Top of Provided records

PR #358, opened 2020-07-20
C code/header format and cleanup

hfp:
Removed tabs and trailing white spaces. Rely on C comments in case of header files. Indentation and other format properties are still inconsistent wrt C/C++ code depending on author/maintainer/editor preferences/settings. Note it might be an option to incorporate Clang format into "local hooks" running for every commit. A starting point with Clang format might be https://github.com/hfp/libxsmm/blob/master/.clang-format and https://github.com/hfp/libxsmm/blob/master/.github/pre-commit).


oschuett:
Yes, since we keep adding C code, we should definitely start using a formatter and clang-format would have been my choice too.

Do think we could just use the default style (llvm)?

hfp:
> Do think we could just use the default style (llvm)?

It is a matter of taste which format we want to adopt. Everybody must adjust the own taste or what´s accepted because clang-format does not allow to control every aspect. I would personally setup a format and tune it over some time and finally deploy it. A good starting point might be [https://zed0.co.uk/clang-format-configurator/](https://zed0.co.uk/clang-format-configurator/) (it is not fully bug-free as it does not load all .clang-format files, etc). Regarding llvm style, I believe it already starts with indentation level and ends with more specific format which might be or may not be acceptable for one or the other person.

I think one may apply for instance [https://github.com/hfp/libxsmm/blob/master/.clang-format](https://github.com/hfp/libxsmm/blob/master/.clang-format) for a set of C/C++ files and tune the format until acceptable. Of course, the reformatted code might be compared with the default format-policy (llvm).

oschuett:
> It is a matter of taste which format we want to adopt.

Indeed and I was hoping that we could avoid this discussion by simply not having a `.clang-format` config. For Python we're already following this approach by using `black`.

dev-zero:
> > It is a matter of taste which format we want to adopt.
>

Bottom of Provided records

§ Work to be completed
Supply only the count of lines above holding "style".

§ Task response
3